From the opening line of the records through the line bearing "I'm not entirely", set down every line exactly.

━━━━━━━━━━━━━━━━━━━━

PR #942, opened 2016-11-01
Update webcomponent polyfill check to use ES6

stramel:
I made these separate commits for now so  I can easily revert any of them. I will squash before the merge if requested.

The following items were addressed:

- Updated webcomponent polyfill check to use ES6.
- Updated polymer to be even more lazy using the `lazyLoad: max` and `useNativeCSSProperties: true`.
- Updated the app import to be asynchronous. (Noticed this on a few Google projects)
- Updated the webcomponent polyfill check to be at the bottom of the body. (Noticed this on a few Google projects)

Happy to address any feedback! Thanks for the awesome app starting point!

### DIFF
--- a/index.html
+++ b/index.html
@@ -17,10 +17,10 @@ subject to an additional IP rights grant found at http://polymer.github.io/PATEN
     <title>My App</title>
     <meta name="description" content="My App description">
 
-    <link rel="icon" href="/images/favicon.ico">
+    <link rel="icon" href="images/favicon.ico">
 
     <!-- See https://goo.gl/OOhYW5 -->
-    <link rel="manifest" href="/manifest.json">
+    <link rel="manifest" href="manifest.json">
 
     <!-- See https://goo.gl/qRE0vM -->
     <meta name="theme-color" content="#3f51b5">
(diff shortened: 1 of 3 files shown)


stramel:
I have signed the CLA with a different account previously. I have added this email to that one under and alternate email but it is still showing `cla: no`

admwx7:
:+1:

robdodson:
Because IE11 doesn't have support for arrow functions I'd like to hold off on the ES6 change. I *think* we could use const without it complaining but I need to double check (unless someone else has a PC handy).

abdonrd:
And why moving the styles and html import?

admwx7:
@robdodson this is going into the 2.0 preview which uses the ES6 class syntax for creating elements, which isn't supported in IE11 either.

robdodson:
@admwx7 ah didn't notice that, thanks :)

stramel:
@abdonrd I'm not entirely sure what the preferred placement is. I had noticed this on a couple of repositories that @notwaldorf had made like [mojibrag](https://github.com/notwaldorf/mojibrag/blob/master/index.html#L122). 

My guess is that it would give the basic styling and layout quicker. This would come in handy when adding a loader into the `index.html` page. 

I can revert that change if it is better to leave at the top.

jay8t6:
+1

robdodson:
I think, since the import is async, it should start fetching but still allow the page to move on to rendering the critical styles. This could lead to FOUC though since my-app will no longer block rendering. If you're using critical styles to start painting a shell earlier then that's fine (good, in fact) but if you're not planning for that and just carelessly putting things in index.html then the page will flicker a bit

robdodson:
I'm cool with merging this. My only request would be that you switch from using absolute paths to using relative paths. We just updated the current master of PSK to use relative paths because it helps out a bit with cordova/electron. Still working on a fixes for those folks but it seemed to be an improvement so might as well do it here

stramel:
@robdodson I have change the paths from absolute to relative paths according to the #940 PR that just got merged into master a bit ago. Would you like me to squash the commits before it is merged?

stramel:
I am getting an error when the Travis Build runs. I'm not sure how to fix this issue.

image

robdodson:
@stramel that might just be a travis/github quirk that'll sort itself out when we run it again. You don't need to squash your changes, I can do it in GitHub now

stramel:
@robdodson Anything left that I need to address?

robdodson:
sorry for the delay, got caught up in chrome dev summit. Just checking with the team to see why iron-resizable-behavior keeps failing

robdodson:
OK no clue why that line is failing. It works fine locally. Going to go ahead and merge so we're not blocked on this.

PR #951, opened 2016-12-13
Add ESLint and fixup errors

robdodson:
@abdonrd @chuckh PTAL


package.json
```diff
@@ -0,0 +1,13 @@
+{
+  "name": "polymer-starter-kit",
+  "license": "https://polymer.github.io/LICENSE.txt",
```
abdonrd: Change to `"SEE LICENSE IN https://polymer.github.io/LICENSE.txt"`?

Reference to [package.json#license docs](https://docs.npmjs.com/files/package.json#license).

.eslintrc
```diff
@@ -0,0 +1,13 @@
+{
+  "extends": "google",
```
abdonrd: Maybe `["eslint:recommended", "google"]`?

Reference to [Using the `google` config with `eslint:recommended`](https://github.com/google/eslint-config-google#using-the-google-config-with-eslintrecommended)

.eslintrc
```diff
@@ -0,0 +1,13 @@
...
+  "env": {
+    "browser": true
+  },
+  "plugins": [
+    "html"
+  ],
+  "rules": {
+    "no-var": "off",
```
abdonrd: Why override rules?

.eslintrc
```diff
@@ -0,0 +1,13 @@
...
+    "new-cap": "off"
```
web-padawan: Consider using `"new-cap": ["error", { "capIsNewExceptions": ["Polymer"] }]`

package.json
robdodson: Every example I could find in the Polymer and PolymerElements org uses this approach https://github.com/PolymerElements/test-fixture/blob/master/package.json#L16 so I'll switch to that. Our open source office likes for us to use the same pattern in all repos

.eslintrc
robdodson: I didn't think we needed to move to const/let just yet. I was going to hold off on that till Polymer 2 comes out

robdodson: I think we need to add `Polymer: true` because you can write to it when doing settings https://www.polymer-project.org/1.0/docs/devguide/settings

abdonrd: Oh, right! `Polymer: true`.

robdodson:
ok pushed some updates

service-worker.js
```diff
@@ -7,6 +7,9 @@
  * Code distributed by Google as part of the polymer project is also
  * subject to an additional IP rights grant found at http://polymer.github.io/PATENTS.txt
  */
+
+/* eslint no-console: ["error", { allow: ["info"] }] */
```
abdonrd: Why not add in the `.eslintrc.json`?

test/my-view1.html
```diff
@@ -30,6 +30,8 @@
     </test-fixture>
 
     <script>
+      /* eslint-env mocha */
+      /* global fixture assert */
```
abdonrd: What do you think about to create another `.eslintrc.json` in the `test` folder and remove all the comments?

```
{
  "env": {
    "mocha": true
  },
  "globals": {
    "assert": false,
    "fixture": false,
    "WCT": false
  }
}
```

Reference: [ESLint docs: Configuration Cascading and Hierarchy](http://eslint.org/docs/user-guide/configuring#configuration-cascading-and-hierarchy)

.eslintrc
```diff
@@ -8,6 +8,9 @@
   ],
   "rules": {
     "no-var": "off",
-    "new-cap": "off"
+    "new-cap": ["error", { "capIsNewExceptions": ["Polymer"] }]
```
abdonrd: Since we have the `Polymer` global, do we need this?

service-worker.js
robdodson: In general we don't want folks leaving any `console` statements in their code. In this case we intended it.

.eslintrc
robdodson: yes otherwise it triggers an error. just tested

test/my-view1.html
robdodson: hm we could try that

robdodson:
updated

robdodson:
@abdonrd added to travis.yml. let's see if it works :D

PR #954, opened 2017-01-09
Add .gitignore as ignore-path to ESLint

abdonrd:
Add .gitignore as ignore-path to ESLint to avoid lint the `build` folder.

Also, remove the `exit 0;` to avoid the false positive.


robdodson:
thanks @abdonrd!

Issue #964, opened 2017-01-26
[ Introductory video/presentation/Screenshot needed]


vikaskyadav:
Can somebody include an introductory video or presentation or screenshots related with usage of polymer-starter-kit for beginners?

web-padawan:
@vikaskyadav there is a [polycast](https://www.youtube.com/watch?v=HgJ0XCyBwzY) about current PSK version.

vikaskyadav:
@web-padawan , then I request you to place a link on the front. It would be easy for newcomers on your repo for better understanding I guess.

web-padawan:
I'm not a maintainer of PSK, but adding that video to the readme is a good idea. @robdodson WDYT?

robdodson:
Sure

PR #965, opened 2017-01-26
Add getting started polycast to readme

robdodson:


robdodson:
Fixes https://github.com/PolymerElements/polymer-starter-kit/issues/964

PR #970, opened 2017-02-14
Ask to be linted as a hybrid app

rictic:
Part of the unreleased, configurable, new linter. More info: Polymer/polymer-cli#566

### DIFF
--- a/polymer.json
+++ b/polymer.json
@@ -15,5 +15,8 @@
   "includeDependencies": [
     "manifest.json",
     "bower_components/webcomponentsjs/webcomponents-lite.min.js"
-  ]
+  ],
+  "lint": {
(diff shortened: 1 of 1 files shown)


robdodson:
Should we wait till the linter is released to merge this?

rictic:
Your call. It causes no harm, extra properties in polymer.json will always be ignored. Storing the configuration here means that we can more easily run the new linter against psk in its integration tests.

The new linter will be merged shortly, though it will be under an alternative command while we port the rest of the lint rules from polylint, so it'll be run as something like `polymer experimental-lint`

robdodson:
could we do the change on the 2.0-preview branch of PSK instead? would your tests still be able to run against that?

rictic:
Yep, that'll work!

PR #967, opened 2017-02-06
Convert psk to use polymer 2.0

FredKSchott:
- [X] Convert to 2.0 dependencies
- [X] Convert to 2.0 Class-based syntax
- [X] Use new slots interface on app-layout
- [X] Get rid of `Polymer.dom()` wrapper where possible

---

- Merges into a new `2.0-preview` branch instead of `master`.
- Tested with `polymer serve`, `polymer lint`, `polymer build` & `polymer test`

/cc @robdodson @justinfagnani

PR #973, opened 2017-02-21
Update to latest keys

stramel:
This fixes warnings in the latest polymer-builds


stramel:
Closing since it is already in #967

PR #974, opened 2017-02-21
Fix: Add note on running WCT on Windows

stramel:


robdodson:
@rictic can you double check this?

stramel:
@robdodson need may be a bit strong of a word but without those set it takes at least a couple minutes to spin up tests versus with them set instantly running

stramel:
@robdodson @rictic Bump

PR #982, opened 2017-03-09
Fix #981 - Making the starter kit ready for static web servers

### LINKED ISSUE #981: Absolute paths on index.html
### Description

In ` index.html`  all the paths used are absolute ones, either for image resources of for the polyfill or for the main component, ` my-app` .

But in many cases, specially when doing code labs, people don't launch the server with the polymer app at its root, they deploy the app in a subfolder. Or they are simply using static webservers. And then all the links are broken.

I understand that it would also need to add `useHashAsPath` to `app-location`, but I see that like something good, as you already need to do it if using, for example a static web server.

### Expected outcome

I would like to have a `index.html` file with relative paths and hash as a stand-in alternative to path for navigation, that would work in any folder structure of the server.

━━━━━━━━━━━━━━━━━━━━

**EXPECTED ANSWER**
PR #942, opened 2016-11-01
Update webcomponent polyfill check to use ES6

stramel:
I made these separate commits for now so  I can easily revert any of them. I will squash before the merge if requested.

The following items were addressed:

- Updated webcomponent polyfill check to use ES6.
- Updated polymer to be even more lazy using the `lazyLoad: max` and `useNativeCSSProperties: true`.
- Updated the app import to be asynchronous. (Noticed this on a few Google projects)
- Updated the webcomponent polyfill check to be at the bottom of the body. (Noticed this on a few Google projects)

Happy to address any feedback! Thanks for the awesome app starting point!

### DIFF
--- a/index.html
+++ b/index.html
@@ -17,10 +17,10 @@ subject to an additional IP rights grant found at http://polymer.github.io/PATEN
     <title>My App</title>
     <meta name="description" content="My App description">
 
-    <link rel="icon" href="/images/favicon.ico">
+    <link rel="icon" href="images/favicon.ico">
 
     <!-- See https://goo.gl/OOhYW5 -->
-    <link rel="manifest" href="/manifest.json">
+    <link rel="manifest" href="manifest.json">
 
     <!-- See https://goo.gl/qRE0vM -->
     <meta name="theme-color" content="#3f51b5">
(diff shortened: 1 of 3 files shown)


stramel:
I have signed the CLA with a different account previously. I have added this email to that one under and alternate email but it is still showing `cla: no`

admwx7:
:+1:

robdodson:
Because IE11 doesn't have support for arrow functions I'd like to hold off on the ES6 change. I *think* we could use const without it complaining but I need to double check (unless someone else has a PC handy).

abdonrd:
And why moving the styles and html import?

admwx7:
@robdodson this is going into the 2.0 preview which uses the ES6 class syntax for creating elements, which isn't supported in IE11 either.

robdodson:
@admwx7 ah didn't notice that, thanks :)

stramel:
@abdonrd I'm not entirely sure what the preferred placement is. I had noticed this on a couple of repositories that @notwaldorf had made like [mojibrag](https://github.com/notwaldorf/mojibrag/blob/master/index.html#L122). 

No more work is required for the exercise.